Die anderen Kneipenbesucher widmeten sich nun wieder ihren eigenen Angelegenheiten; nur bei der Gestalt mit dem Mantel hatte Carry noch das Gefühl, dass sie sie unter der Kapuze hervor beobachtete.

»Ich bin aus keinem Bunker – ich komme aus Meeraka«, sagte Carry hustend. Während der langen Wochen der Überfahrt hatte sie die Unterschiede in der Aussprache in ihrer Heimat und in Euree gelernt. Riek hatte sie gegen eine kleine Entlohnung abends darin unterrichtet, und jetzt konnte sie sich gut ausdrücken und die Eureer ebenso gut verstehen. Sie schob einen Bakk über den Tresen und verlangte ein Wasser.

Juuns zog die lila gefärbten Augenbrauen in die Höhe und betrachtete den Bakk.

»Kann ich damit bezahlen?«, fragte Carry vorsichtig.

Juuns nickte. »Mittlerweile schon. Seit ein paar Jahren kommt man in Euree mit Baxx weiter. Du bekommst dafür noch einige Coins zurück.« Mit einer fließenden Bewegung strich sie die Karte ein und legte ein paar Münzen auf den Tresen. Dann stellte sie Carry ein Glas Wasser hin. »Meeraka, so, so. Und was willst du hier?«

»Ich habe gehört, in der Shaaka-Bar bekomme ich Informationen.«

»Ich meinte, in Euree.«

»Ach so ... ich ... na ja, meine Heimatstadt war nicht besonders freundlich zu ... zu Frauen.« Sie würde einer Wildfremden nicht auf die Nase binden, dass sie nur knapp dem Schicksal entronnen war, als Hexe verbrannt zu werden.

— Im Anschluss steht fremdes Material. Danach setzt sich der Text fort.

PR #3689, opened 2026-07-06
fix(orchestrator): remove incorrect aria-label on Run again button

lokanandaprabhu:
## Summary

- Fix misleading accessibility labels on the workflow instance page **Abort** and **Run again** buttons
- Only wrap buttons in a permission `Tooltip` when the user is **not** authorized to execute/abort
- When authorized, buttons render without a tooltip so MUI does not set `aria-label="user not authorized to execute workflow"` on enabled buttons

image


karthikjeeyar (approved):
/approve
/lgtm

Juuns beugte sich über den Tresen. »Kindchen, der Ort auf der Welt, der freundlich zu Frauen ist, muss erst noch gefunden werden.«

»Aber jemand hat mir erzählt, dass es in einer Stadt namens Beelinn starke Frauen gibt, dass dort sogar die Männer unterdrückt wurden.«

»Beelinn? Früher war das vielleicht mal so. Hab schon lange niemanden aus Beelinn mehr getroffen, der das bestätigt hat. Die Zeiten haben sich überall geändert.« Juuns zuckte mit den Schultern. »Und, was für Informationen suchst du?«

»Ich brauche eine Unterkunft und Arbeit.«

Juuns nahm einen schmierigen Lappen, um damit Gläser abzutrocknen. Carry schob ihr Wasser von sich und nahm sich vor, in dieser Bar nichts mehr zu trinken. »Da hast du dir die falsche Zeit ausgesucht, Schätzchen. Momentan gibt's keine Arbeit. In ein paar Wochen vielleicht wieder.« Sie dachte nach. »Aber eine Unterkunft kann ich dir nennen. Die alte Hanne vermietet ein Zimmer.« Juuns erklärte Carry den Weg. Die bedankte sich, ohne große Hoffnung, das Zimmer zu bekommen. Wie sollte sie das Geld für die Miete aufbringen?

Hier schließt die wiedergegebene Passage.